Remembering Ukraine in Santa Clarita

Richard Wirthlin and his wife Joni stand in a field of yellow flowers under a blue sky in Ukraine. Sunflowers are part of the natural beauty of Ukraine. The Ukrainian flag symbolizes the beautiful blue skies above and the yellow of earths harvest of sunflowers, wheat and corn.

Richard Wirthlin remembers the two countries, and their people: 

“My heart aches for so many good Russians. My heart aches for so many good Ukrainians,” is how Wirthlin describes his feelings about the impacts of the war in Ukraine.  

As members of the Church of Jesus Christ Latter-Day Saints, he and his wife were invited to serve a full-time voluntary, unpaid mission to Ukraine. He was appointed the mission’s president from 2018 to 2021. 

An attorney by profession, Wirthlin, and his wife, have called Santa Clarita home since 1986. “We’ve lived in Santa Clarita before it was Santa Clarita.”  

Wirthlin practiced corporate and business law with Latham and Watkins for about three decades, serving as the managing partner in the firm’s Moscow office. Wirthlin and his wife returned from Ukraine in June 2021. Since their return, they have been in close contact with their friends back in Ukraine, especially as the situation has escalated in recent months.  

“I remember Ukrainians as people with high integrity, honest and friendly. Like people everywhere, they want a better life for their children and grandchildren. They’re concerned about the bills because they don’t get paid if there’s no work.” 

Richard Wirthlin and his wife Joni host a youth group from the Dnipro Center congregation of the church in their apartment, which overlooks the Dnipro River in Ukraine.

The church, for the purpose of the mission, is divided into eastern and western halves – the eastern part is Dnipro, while the western part is Kyiv, where Wirthlin and his family were based. He remembers seeing war memorials all over the country during his travels, reminders of the country’s past turmoil. Since Russia’s 2014 invasion of Crimea, there has been an unspoken standoff, with no one able to predict a war of this scale. He recalls a Russian troop buildup in 2018 along the Dnipro-Donbass border during his stay.  

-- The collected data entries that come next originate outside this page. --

PR #884, opened 2020-06-18
Add cluster picker to sidebar

### LINKED ISSUE #847: Add Cluster Info to the Left Pane
Contact James for the exact design files.

There does not need to be a menu dropdown yet, so you can hide that down carrot before merging this pr.

mason-fish:
fixes #847 

Drops the `<ClusterPicker />` back in with some small restyling. The "Add new cluster" functionality takes us to the dormant sign-in page, which is next up for being redesigned (though we may want to remove that functionality until after it's new design is implemented).

image

image

image


mason-fish:
Latest simplified appearance
image

src/css/_saved-spaces-list.scss
```diff
@@ -57,6 +57,8 @@
     height: 25px;
     margin: 0 2px;
     width: 95%;
+    padding-left: 22px;
```
mason-fish, line 60: I meant for this to be in the spaces PR, I think while I was doing some rebasing it may have gotten dropped

jameskerr: Right on.

src/js/components/LeftPane.js
```diff
@@ -31,6 +32,7 @@ const StyledSection = styled.section`
   min-height: 24px;
   flex-basis: 0%;
   flex-shrink: 1;
+  padding-bottom: 24px;
```
mason-fish, line 35: I noticed this in this PR as well. This padding is needed for each sectionContents to be able to scroll through all of it's contents properly since we are setting the height dynamically on the containing section element now and using flex instead of setting the height on the actual sectionContents.

PR #888, opened 2020-06-22
adjust advance zq ci timeouts

mikesbrown:
Webdriver-style tests wait for elements to appear or to be set to a
specific state. This means a lot of test failures are timeout-driven.
An overall job timeout is already set here in case turnstyle hangs.
However, the current value is too short in cases where Zq and Brim are
so broken as to cause every integration test to fail. Locally under
these conditions, the integration tests took 63 minutes to fail. In CI,
assume that could take up to 90 minutes. Set that as the integration
test step timeout. Increase the job timeout to 120.

Other PRs will make other adjustments and hopefully allow for these
numbers to be reduced or removed.

### DIFF
--- a/.github/workflows/advance-zq.yml
+++ b/.github/workflows/advance-zq.yml
@@ -14,7 +14,7 @@ jobs:
       matrix:
         node-version: [12.x]
         os: [ubuntu-18.04]
-    timeout-minutes: 30
+    timeout-minutes: 120
     steps:
       # Only one of these should run at a time, and the checkout of brim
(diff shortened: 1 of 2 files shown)


jameskerr:
Hey Mike, we could use this option too when running the tests in CI.

> **--bail**
>
>Alias: -b. Exit the test suite immediately upon n number of failing test suite. Defaults to 1.

https://jestjs.io/docs/en/cli.html#--bail

mikesbrown:
> Hey Mike, we could use this option too when running the tests in CI.

Thanks for the suggestion! Done.

PR #77, opened 2017-01-20
Providing AppIcon in case of app registration

DrachenkoAnastasiia:

PR #114, opened 2017-03-16
Appicon Resumption

mrapitis:
This proposal is to simplify (and speed up) the process of setting an app icon across app registration requests.


joeljfischer:
This seems very similar to #77, can that be closed?

mrapitis:
Yes, I have asked the requester to close #77 in favor of this PR.

PR #115, opened 2017-03-16
Transfer RPC's with invalid image to HMI

mrapitis:
This proposal provides SDL with the capability to transfer RPC's with invalid images references to HMI for processing.


joeljfischer:
@mrapitis I'm not clear on how this affects the Android / iOS libraries or RPC changes. Can you clarify if I'm missing something?

mrapitis:
The main impact would be between core and the HMI.  I'll update the PR.

PR #117, opened 2017-03-20
Use Boost library in SDL

AGaliuzov:
Writing proper failover code pledge to success. Automotive industry constantly focused on code quality and application performance. Usually development process consists of writing all kind of utilities, helper classes and local frameworks in order to have a good basis for the business logic implementation. A customer is usually cares about certain problem solution rather than whole bunch of helper utilities. But because of lack of ready solutions, developers had to reinvent the wheel over and over again. It certainly leads to increase of the number of errors, makes support harder and production code unstable. So the support becomes more expensive and solutions release rarely fit in time especially on early developments stages.

Unfortunately by default pre `C++11` do not have ready solutions for daily routine i.e file system, threads and memory management. There is a Qt library which has a lot of useful features out of the box but at the same time it is quite hard to adopt this library to the already existed project which uses iso c++ and has significant codebase. Another solution is the Boost library.

### DIFF
--- a/proposals/NNNN-use-Boost-library.md
+++ b/proposals/NNNN-use-Boost-library.md
@@ -1,0 +1,53 @@
+# Use Boost library in SDL
+
+* Proposal: [SDL-NNNN](NNNN-use-Boost-library.md)
+* Author: [Alexandr Galiuzov](https://github.com/AGaliuzov)
+* Status: **Awaiting review**
+* Impacted Platforms: [Core]
+
+## Introduction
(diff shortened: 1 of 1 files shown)


joeljfischer:
@AGaliuzov I'm fixing your PR. Please make sure that your PR title matches your evolution proposal title and that the text matches your evolution proposal introduction.

AGaliuzov:
@joeljfischer please consider this one as ready for review

joeljfischer:
@AGaliuzov Please double check your PRs before requesting review ready. This one has an empty bullet point.

AGaliuzov:
@joeljfischer thanks for note. I have fixed this and couple more.

joeljfischer:
@AGaliuzov Note that your PR title and proposal title do not match, I have changed the PR title to match the proposal title

PR #118, opened 2017-03-20
Implement logger abstraction

AGaliuzov:
The good abstraction for the logger allows to easily substitute the logger library from one to another in case of necessity. Different system has different logging mechanism and SDL has to be easily adopted to use any logger library as a background sink.


AGaliuzov:
@joeljfischer this one is ready for review

PR #119, opened 2017-03-20
External Policy Manager

JackLivio:
This proposal is for the addition of an example external policy manager to the sdl core repository. The external policy manager is an application/service that runs on the vehicle’s head unit and is responsible for encrypting/decrypting policy table data when a policy table update takes place.


JackLivio:
Example policy manager python script:

https://gist.github.com/JackLivio/1bee9cc7d13c1b84129d3507e32b9923

PR #121, opened 2017-03-21
Seats, HMI Settings and Audio controls updates

OlesiaV:
Using passenger's remote-control mobile application user is able to control specified modules of the vehicle via remote-control functionality turned on through HMI in vehicle settings. Currently only "CLIMATE" and "RADIO" modules are available for remote-control.


OlesiaV:
@joeljfischer please consider this proposal as ready for review

OlesiaV:
Closed as not actual

PR #137, opened 2017-04-03
DTLS encryption

mrapitis:
This proposal is to add DTLS (Datagram Transport Layer Security) to SDL core.   SDL core will utilize the DTLS communications protocol as a preferred solution when sending encrypted data over protected services (such audio 0x0a  and video 0x0b ) including the handshake, encryption and decryption processes.


mrapitis:
@theresalech proposal is ready for review

PR #149, opened 2017-04-11
Add API Patch Version

jacobkeeler:
This proposal is for the addition of a patch version into the Mobile and HMI APIs, as well as the SyncMsgVersion struct.


jacobkeeler:
@theresalech ready for review

PR #156, opened 2017-04-18
Connectivity via iAP-BT and Transport Switch

robinmk:
This feature allows iOS devices to be connected with the Head Unit via Bluetooth without requiring a wired USB connection for registering media and non-media apps and also provides provision for transitioning to USB connection once the iOS device is also connected via USB.


robinmk:
@theresalech
Proposal is ready for review.

PR #163, opened 2017-04-25
Add zeroconf capability to WiFi transport

jhludwig:
The aim of adding zeroconf capability is to facilitate users configuring WiFi transport settings. Specifying head unit's IP address manually in car does not make sense in terms of user experience.


jhludwig:
@theresalech ready for review

PR #564, opened 2026-01-21
Move mesh tests

isteinbrecher:
Move some of the mesh creation tests.


davidrudlstorfer (approved):
Thanks for splitting things up and also for introducing the parametrize feature for the helix :)

PR #597, opened 2026-02-19
Add mesh representation

isteinbrecher:
This PR adds a mesh representation to BeamMe. This mesh representation allows for a common interface to BeamMe meshes. For now, we use this mesh representation when importing models in BeamMe.

### DIFF
--- a/src/beamme/core/mesh_representation.py
+++ b/src/beamme/core/mesh_representation.py
@@ -1,0 +1,201 @@
+# The MIT License (MIT)
+#
+# Copyright (c) 2018-2026 BeamMe Authors
+#
+# Permission is hereby granted, free of charge, to any person obtaining a copy
+# of this software and associated documentation files (the "Software"), to deal
+# in the Software without restriction, including without limitation the rights
+# to use, copy, modify, merge, publish, distribute, sublicense, and/or sell
+# copies of the Software, and to permit persons to whom the Software is
+# furnished to do so, subject to the following conditions:
+#
+# The above copyright notice and this permission notice shall be included in
+# all copies or substantial portions of the Software.
+#
+# THE SOFTWARE IS PROVIDED "AS IS", WITHOUT WARRANTY OF ANY KIND, EXPRESS OR
+# IMPLIED, INCLUDING BUT NOT LIMITED TO THE WARRANTIES OF MERCHANTABILITY,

“What has not surprised me is the great faith and hope these people have. These are good people, largely a Christian nation.” 

Wirthlin recommends that residents of Santa Clarita Valley connect with local and international organizations to find avenues of support for the Ukrainian people.  

The church has multiple ongoing initiatives. Many of the projects are community-based, to encompass as many people as possible. 

“It’s an active humanitarian effort and the current mission president who replaced me served as my counselor for three years and he’s Ukrainian.” 

He believes that the answer to a conflict of this nature is rather simple. “As a religious leader, I believe that the answer to conflict of any kind, and particularly conflict like this that involves war, comes from faith in God. For me as a Christian with faith in Jesus Christ, and the tenets of love and forgiveness, as someone who prays daily, I believe that love and peace and forgiveness will take place.”